Это старый упрек со стороны группок: обвинять тех, кто делает что-то отличное от них, в том, что они проводят отвлекающие маневры. Проблемы, которыми я занимаюсь, являются общими. Мы живем в обществе, где формирование, циркуляция и потребление знания имеют основополагающее значение. Если накопление капитала было одной из фундаментальных черт нашего общества, то то же самое происходит и со знанием. Но ведь применение, производство и накопление знания невозможно отделить от властных механизмов, с которыми они вступают в сложные отношения, требующие анализа. С XVI века считалось, что развитие форм и содержания знания служит одной из основных гарантий освобождения человечества.
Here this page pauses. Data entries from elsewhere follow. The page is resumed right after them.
Issue #263, opened 2018-11-09
end-to-end test fails on CI occasionally


jlapacik:
CI will catch the following error occasionally using `go test -race`.

    --- FAIL: Test_QueryEndToEnd (44.04s)
    --- FAIL: Test_QueryEndToEnd/selector_preserve_time.flux (0.01s)
        failed to run query: failed to compile query: type error 4:5-4:23: cannot unify object with semantic.Nature

It has only happened to me twice but both times it occurred on the above end-to-end test.

mark-rushakoff:
Reproducible with `go test -count=100 -run=Test_QueryEndToEnd/selector_preserve_time.flux ./functions/transformations/` -- `-race` isn't necessary. Usually have to run it a few times to get it to fail.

Это один из великих постулатов нашей цивилизации, распространившейся по всему миру. Но уже Франкфуртская школа признавала, что следствием и функцией образования крупных систем знания является также порабощение и подчинение. Что и заставило полностью пересмотреть постулат, согласно которому развитие знания гарантирует освобождение. Разве это не общая проблема? Считаете ли Вы, что постановка такой проблемы означает отход от проблем, ставящихся политическими партиями? Безусловно, их невозможно непосредственно подвести под тип обобщений, формулируемых политическими партиями, принимающими на самом деле только эти кодированные обобщения, могущие стать частью программы, объединяющим фактором для избирателей и элементом избирательной тактики. Однако невозможно вычеркивать тех, кто квалифицируется как «маргиналы», как «местечковые», либо называть некоторые вопросы «отвлекающими» только потому, что они не проходят через фильтр обобщений, принятых и кодифицированных политическими партиями.
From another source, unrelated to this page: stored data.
Issue #286, opened 2018-11-14
Programmatically updating options in Flux source


mark-rushakoff:
To support an easier REST API and UI for tasks, there is a desire for taking an existing Flux script and a new option or set of options to produce a new Flux script.

For example, given a Flux script like:

```
option task = {
  every: 1m,
  delay: 5s, // Sometimes data comes in late, but never more than 5 seconds late.
  name: "mytask"
}

from(bucket: "x") |> range(start:-1h) |> max() |> to(bucket: "max_over_last_hour")
```

Then with a request to update the "every" option to "20m", the resulting Flux script would be:

```
option task = {
  every: 20m,
  delay: 5s, // Sometimes data comes in late, but never more than 5 seconds late.
  name: "mytask"
}

from(bucket: "x") |> range(start:-1h) |> max() |> to(bucket: "max_over_last_hour")
```

That is, the resultant script has identical comments and formatting, and the only change was the value of the `every` option was changed from 1m to 20m.

I'm not sure exactly what the flux API needs to be for this. Are options only overwritten? Should there be a way to delete options?

nathanielc:
@mark-rushakoff The way I envision these kinds of workflows is to leverage the AST.

The process would look something like this:

```
sourceAST = parser.Parse(source)

// Walk the AST and edit its options
editor := new(OptionEditor)
ast.Walk(editor, sourceAST)

newSource := ast.Format(editor.AST)

// do what you need with the new source code
```

It is also possible to perform a similar work flow using the semantic graph, but that should only be needed if you need the type information in order to perform your edits.

NOTE: The ability to convert AST to text is not available yet.

mark-rushakoff:
https://github.com/influxdata/platform/issues/1996 is the issue tracking the changes in platform's task code, which will use the related changes coming out of #323.  Once https://github.com/influxdata/platform/issues/1996 is done then I think we can close this issue. It's possible that there may be more Flux iterations needed, but currently anticipating that the existing changes will suffice.

mark-rushakoff:
Looks like we were able to do what we needed to do in https://github.com/influxdata/influxdb/pull/10954, so closing this.

PR #323, opened 2018-11-26
AST format & option editor

affo:
Issue: https://github.com/influxdata/flux/issues/286

* Followed the approach of JSON conversion for string formatting
* Implemented `Walk` for `ast` (mostly copy/paste from `semantic`)
* Implemented `OptionEditor`


ast/walk.go
```diff
@@ -0,0 +1,180 @@
+package ast
+
+import "fmt"
+
+func Walk(v Visitor, node Node) {
+	walk(v, node)
+}
+
+type Visitor interface {
```
nathanielc: Can you add a comment describing how visitors work?

ast/format_test.go
```diff
@@ -0,0 +1,74 @@
...
+			}
+
+			got, err := semantic.New(newProgram)
+			if err != nil {
+				t.Fatal(errors.Wrapf(err, "original program is not a valid flux query: %s", stringResult))
+			}
+
+			if !cmp.Equal(want, got, semantictest.CmpOptions...) {
+				t.Errorf("to string conversion error:\nin:\t\t%s\nout:\t\t%s\n", content, stringResult)
+			}
```
nathanielc: Can you remove the testing code around the semantic package? We want these tests for be focused on testing ast.Format only. This test should compare that the input file is the same as the formatted output.

ast/format.go
```diff
@@ -0,0 +1,301 @@
...
+	"strconv"
+	"strings"
+	"time"
+)
+
+func Format(n Node) string {
+	return formatNode(n)
+}
+
+func formatChildren(children interface{}, sep string) string {
```
nathanielc: Can you update the format implementation to also use the ast.Walk/Visitor paradigm? This way you can avoid the use of reflection and not need to have a psuedo walk implementation as part of the format method.

One way to do this is to use many different visitor types, one for each of the methods that you already have here. 

Additionally can you use the `strings.Builder` type instead of many calls to `fmt.Sprintf`? This will be significantly faster and should help using the walk paradigm as the builder can be passed to children nodes as you walk.

nathanielc:
See https://github.com/influxdata/flux/pull/287 for good comments on the ast.Walk types.

ast/format.go
affo: Ok, sounds good. I was thinking of it, but I decided to follow an approach similar to JSON. However, what you are saying has much sense to me. Thank you.

affo: I spent the day on this, but it seems that visiting to extract the query is quite challenging.

The problem lies in the fact that every node must wait for its children to complete their piece of query before concatenating their results (or wait that they append their result to the StringBuilder).

In order to do this, I added hooks to the visitor in order to be called once a child has finished and also to produce different visitors for each child.  In this way the parent visitor can produce the correct visitor for each children and append pieces of string before and after children do it.

For example, an arrow function needs a visitor that:
 - appends a `(` on visit;
 - lets `Params` append their result using a proper visitor for `PropertyExpression`;
 - appends `)=>`;
 - lets `Body` append its result using a proper visitor for `Node`.

The resulting code becomes much more complex (and less readable) than the one I have already pushed. Plus, the Visitor interface becomes more complex.

I haven't yet tested the current implementation, but, before spending more time on this, do you think it would be better if I simply adapt this implementation to another one that uses a StringBuilder?

If you prefer, I can go on and workout a better solution to use the walk-visitor pattern.

ast/format_test.go
affo: I used semantic for two reasons:

 - verify that the query is valid;
 - two statements can be expressed in different ways, but semantically, they mean the same thing. E.g.: `filter(fn: (r) => body)` is the same as `filter(fn: (r) => (body))`, or the float `1.0` is the same as `1.0000`, while they are different strings.

Should I input queries such that I can reproduce an identical output and compare strings?

nathanielc: The above statements are true, but this test doesn't need to test those things, they are tested elsewhere, for example in the semantic package. Specifically the AST can represent an invalid query, but it should still be able to be formatted correctly.

For example:
```
filter(fn: false)
```

That is valid syntax and should be able to be formatted correctly, but it is not a valid query. But this test is only concerned with formatting not whether the script itself makes any sense.

Therefore this test should be testing that the output is as expected, which means we need to test the actual string output of Format. As for your question:


> Should I input queries such that I can reproduce an identical output and compare strings?

There are two ways to do this:

1. Input correctly formatted scripts and ensure that the output is identical
2. Have each test case have an input and output script. The input script can be formatted in the non "standard" way while the output will always be formatted according to the "standard"

I prefer option 2. It is easier to do this if you do not use files as the source data, rather just a list of structs that have two strings. For example you could follow this pattern here https://github.com/influxdata/flux/blob/master/semantic/types_test.go#L15

affo:
I think I did the same thing in the tests for the option editor.

Now I changed the test to compare the AST of the original program against the AST of the one obtained by formatting the first AST. Anyhow, I can change to go with string comparison.

I'll wait for the second pass of the review :)

nathanielc:
@affo I have been playing around with the code getting more familiar with it. I think your original solution is the correct approach. I am now convinced that using ast.Walk is not the correct way to implement the Format method. There are too many places where their need to be hooks for each child. While we could add many more nodes to the AST to solve this, it would create a lot of bloat that would be too noisy. 

Thank you for exploring this.

Can you now use a combination of the two implementations? Specifically:

* Do not use ast.Walk for Format, rather like you had it initially let each format method recurse to its children.
* Do use the string.Builder for the output string, if you have small string concatenations that is not a large concern
* Do not use reflection, if you have to copy paste some code to avoid it that is fine.

Again thank you for exploring this, while a bit circular we have learned a lot about how to best implement this.

affo:
Absolutely no problem!  
It has been interesting to explore that solution and It was also an opportunity for mental stretching 😄 .

affo:
Do we need prettified output?

affo:
Oh, I am sorry!

Ugly:

```
from(bucket:"testdb")|>range(start:2018-05-20T19:53:26Z)|>filter(fn:(r)=>r.name=~/.*0/)|>group(by:["_measurement","_start"])|>map(fn:(r)=>{_time:r._time,io_time:r._value})
```

Pretty:

```
from(bucket: "testdb")
         |> range(start: 2018-05-20T19:53:26Z)
         |> filter(fn: (r) => r.name =~ /.*0/)
         |> group(by: ["_measurement", "_start"])
         |> map(fn: (r) => {_time: r._time, io_time: r._value})
```

I've just implemented the code for obtaining the second version, I am wondering if it is useful/preferable.

nathanielc:
Thanks! The pretty version is what we want. This formatter is going to be setting the defacto standard for how to format Flux code, just like `go fmt` does for Go. 

As for what is pretty? You get the luxury of doing the first pass, so just do something that looks good to you. We can bike-shed on formatting issues later. I don't want this PR to get slowed down by those discussions.

ast/format.go
```diff
@@ -0,0 +1,356 @@
...
+	return f.String()
+}
+
+// strings.Builder's methods never returns a non-nil error.
+func (f *formatter) writeString(s string) {
+	_, err := f.WriteString(s)
+	if err != nil {
+		panic(err)
+	}
+}
```
nathanielc: WriteString is documented to always return a `nil` error. https://golang.org/pkg/strings/#Builder.WriteString Can you update this method to ignore both return values and make a comment about why it is safe?

ast/format.go
```diff
@@ -0,0 +1,356 @@
...
+
+func (f *formatter) writeRune(r rune) {
+	_, err := f.WriteRune(r)
+	if err != nil {
+		panic(err)
+	}
```
nathanielc: Same here

ast/format.go
```diff
@@ -0,0 +1,356 @@
...
+}
+
+func (f *formatter) formatProgram(n *Program) {
+	sep := '\n'
+	for i, c := range n.Body {
+		f.formatNode(c)
+		if i < len(n.Body)-1 {
```
nathanielc: just a nit so not important to change but I find this pattern easier to read.

```
for i, c := range n.Body {
    if i != 0 {
         f.writeRune(sep)
    }
    f.formatNode(c)
}
```

ast/format.go
```diff
@@ -0,0 +1,356 @@
...
+	f.formatNode(n.Test)
+	f.writeRune('?')
+	f.formatNode(n.Consequent)
+	f.writeRune(':')
+	f.formatNode(n.Alternate)
+}
+
+func (f *formatter) formatMemberExpression(n *MemberExpression) {
+	f.formatNode(n.Object)
+	f.writeRune('.')
```
nathanielc: This needs to check if the Property is an Identifier or a StringLiteral. If it a string literal you need to output the `["this is a property"]` format.

ast/format.go
```diff
@@ -0,0 +1,356 @@
...
+	f.writeString(strconv.FormatUint(n.Value, 10))
+}
+
+func (f *formatter) formatPipeLiteral(_ *PipeLiteral) {
+	f.writeString("<-")
+}
+
+func (f *formatter) formatRegexpLiteral(n *RegexpLiteral) {
+	f.writeRune('/')
+	f.writeString(n.Value.String())
```
nathanielc: We need to escape all `/` in the regexp string.

ast/format_test.go
```diff
@@ -0,0 +1,130 @@
...
+var skip = map[string]string{
+	"array_expr":        "without pars -> bad syntax, with pars formatting removes them",
+	"conditional":       "how is a conditional expression defined in spec?",
+	"duration_multiple": "how are multiple duration values meant to be used?",
+}
+
+func TestFormat(t *testing.T) {
+	testCases := []struct {
+		name  string
+		query string
```
nathanielc: These test cases look great!

Small nit, can you rename `query` to `script` since I want the test writer thinking that these could be any Flux scripts, not just queries?

affo:
I hadn't actually implemented any pretty formatting in the code of yesterday! I only had it locally. Today I updated it also to handle proper indentation. Hope you like it 😄

ast/format.go
affo: much better, absolutely

affo:
I have doubts about the current implementation.  
About formatting:

 - I couldn't find how some expressions should be rendered (e.g. logical)
 - I can't distinguish between nil and default values in function definition

Anyways, I put skipped tests for the things that are not clear to me.

About option editing, should the editor specifically target `task` option? At the moment it edits the first OptionStatement it finds.

ast/format_test.go
```diff
@@ -0,0 +1,222 @@
...
+import (
+	"testing"
+
+	"github.com/influxdata/flux/ast"
+	"github.com/influxdata/flux/parser"
+	"github.com/pkg/errors"
+)
+
+var skip = map[string]string{
+	"array_expr":           "without pars -> bad syntax, with pars formatting removes them",
```
nathanielc: The `()` should not be needed.

ast/format_test.go
```diff
@@ -0,0 +1,222 @@
...
+	"conditional":          "how is a conditional expression defined in spec?",
```
nathanielc: Conditional expressions are not yet defined. We can leave this as skipped for now.

ast/format_test.go
```diff
@@ -0,0 +1,222 @@
...
+	"duration_multiple":    "how are multiple duration values meant to be used?",
```
nathanielc: This test case seems valid. What is the question? Durations should be formatted as largest to smallest duration units.

ast/format_test.go
```diff
@@ -0,0 +1,222 @@
...
+	"nil_value_as_default": "cannot distinguish nil values from default values in function definition",
```
nathanielc: Why not? A `nil` should mean no default value. The `[]` should not be parsing as `nil`. There was a bug about this recently maybe you need to rebase your branch off master to get the fix?

ast/format_test.go
```diff
@@ -0,0 +1,222 @@
...
+	"multi_var_decl":       "how is a variable declaration with multiple declarations represented?",
```
nathanielc: Each variable declaration should be on its own line. Currently the parser has no syntax for reading multiple declarations into a single VariableDeclaration node so we can ignore that case for now.

ast/option_editor.go
```diff
@@ -0,0 +1,83 @@
+package ast
+
+import (
+	"fmt"
+	"reflect"
+	"regexp"
+	"time"
+)
+
+func NewOptionEditor(keyMap map[string]interface{}) *OptionEditor {
```
nathanielc: Can you use `values.Value` here instead of `interface{}`?

ast/option_editor.go
```diff
@@ -0,0 +1,83 @@
...
+		literal = &RegexpLiteral{Value: val}
+	case Duration:
+		// TODO should we allow to specify more than one duration?
+		literal = &DurationLiteral{Values: []Duration{val}}
+	case time.Time:
+		literal = &DateTimeLiteral{Value: val}
+	default:
+		errString := fmt.Sprintf("ERROR, cannot create literal for %v", reflect.TypeOf(val))
+		literal = &StringLiteral{Value: errString}
+	}
```
nathanielc: Can you make this switch into its own function? One that takes a `values.Value` and produces an ast.Node for its literal value.

affo:
Sorry, the option editor edits _every_ option statement it finds.

Should I add some sort of namespacing to better specify the option that you need to edit?
By now the option editor only takes a `map[string]string`. Maybe a map of map of strings would be more appropriate:

```
{
  task: {every: 1h}
  location: {start: ...}
}
```

For example, if you have:

```
option location = loadLocation(name:"America/Denver")
```

ast/option_editor.go
affo: If I import `values` I get an import cycle: ast -> values -> ast.

Is there any workaround? Maybe externalize types in another module?

ast/format_test.go
affo: After rebase it works, thank you

ast/format_test.go
affo: Now I got it, forget about it 😄

ast/format_test.go
affo: Rechecked, It returns `bad syntax` without parenthesis.

nathanielc:
> And you specify a different name, then you get both names edited. location is not implemented for now... Should we worry about this case?

Yes we need to worry about it.

@affo I think at this point we should do two things:

1. Break this PR into three separate PRs, the ast.Walk bits, the formatting bits, and the option editing bits. This way we can review them separately and get the merged when they are ready. For example both the ast.Walk and ast.Format are good to go
2. We should ping @mark-rushakoff on the option editing PR to ensure that he has input into what the API looks like since he is the one going to be using it.

As for:

> And you specify a different name, then you get both names edited. location is not implemented for now... Should we worry about this case?

Yes, we need to handle these cases. In fact I thought the `map` was keyed by the option name, as you point out not all options are objects, so the option editor cannot assume that it can update the keys within an option. Lets have a larger discussion about how the option editor should work on the new PR.

affo:
Split in 3 PRs:

 - #383 
 - #386 
 - #387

— Когда Вы поднимаете вопрос о власти, Вы, кажется, не учитываете непосредственного различия между действиями, с помощью которых власть проявляется внутри государства, и воздействием посредством различных институтов. По этому поводу кто-то говорил, что у Вас власть безлика и вездесуща. Разве не существует никакого различия между, скажем, тоталитарным режимом и режимом демократическим?
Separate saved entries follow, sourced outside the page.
Issue #328, opened 2018-11-27
Log queries that are abandoned within the controller and ensure they are cleaned up


jsternberg:
The controller returns a query that must have `Done()` called on it to be properly cleaned up by the controller.

Unfortunately, coding error may cause a query to not have `Done()` called on it. In order to ensure the proper functioning of the server in this error situation, it would be good to add a finalizer to the returned query that would ensure that `Done()` gets called. This finalizer should also log a message to indicate that something is very wrong and needs to be addressed by the developers (us).

nathanielc:
@jsternberg With the changes to the controller is this still relevant? If not please close.

jsternberg:
I believe this is still relevant.

PR #331, opened 2018-11-27
feat(control/controltest): add controltest.Controller

mark-rushakoff:
controltest.Controller associates a finalizer with returned queries,
which panics if Query.Done is not called.

When triggered, this panics with a stack trace of where the query was
created, which pinpoints exactly where there is a missing Done call.

This is not a complete solution, because short tests may not trigger a
garbage collection; see also #328.

### DIFF
--- a/control/controltest/controller.go
+++ b/control/controltest/controller.go
@@ -1,0 +1,58 @@
+// Package controltest provides a controller for use in tests.
+package controltest
+
+import (
+	"context"
+	"runtime"
+	"runtime/debug"
+
+	"github.com/influxdata/flux"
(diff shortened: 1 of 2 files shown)


mark-rushakoff:
Can do. If it ever turns out we need to run this check in production, it should be straightforward to add the option back to the original controller. I think we did something similar in influxdb to discover cursors not being closed, but those were probably just logging instead of panicking.

I'll add a control/controltest package with a new type to encapsulate this behavior, and update this PR.

mark-rushakoff:
@nathanielc updated, PTAL.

— В «Надзирать и наказывать» я попытался показать, что на Западе определенный тип власти над индивидами, осуществляемой посредством воспитания и формирования их индивидуальности, соотносится с возникновением не только идеологии, но и государственного строя либерального типа. В других политических и социальных системах — в конституционной монархии и феодальном режиме — подобное осуществление власти над индивидами не было возможным. Я всегда анализирую весьма конкретные и частные феномены: допустим, образование дисциплинарных систем в Европе XVIII века. И делаю это не для того, чтобы сказать, что западная цивилизация является дисциплинарной во всех своих проявлениях. Дисциплинарные системы применяются наряду с остальными. Я провожу различие между правящими и управляемыми. И пытаюсь объяснить, почему и каким образом подобные системы возникли в конкретную эпоху, в той или иной стране в ответ на определенные потребности. Я не говорю об обществах, не имеющих ни календаря, ни географии. Мне совершенно непонятно, как меня можно упрекать за то, что я не различаю, допустим, тоталитарные режимы и те, что ими не являются. В XVIII веке не существовало тоталитарных государств в современном смысле.
— Однако если считать Ваши исследования переживанием современности, то какую информацию можно из них извлечь? Поскольку значительные проблемы взаимодействия власти и знания оказываются поставленными, но неразрешенными, как в демократических обществах, так и в обществах тоталитарных, то в итоге не существует никакого принципиального отличия между первыми и вторыми. Иными словами, механизмы власти, которые Вы анализируете, оказываются тождественными, или практически тождественными, для любого типа обществ современного мира.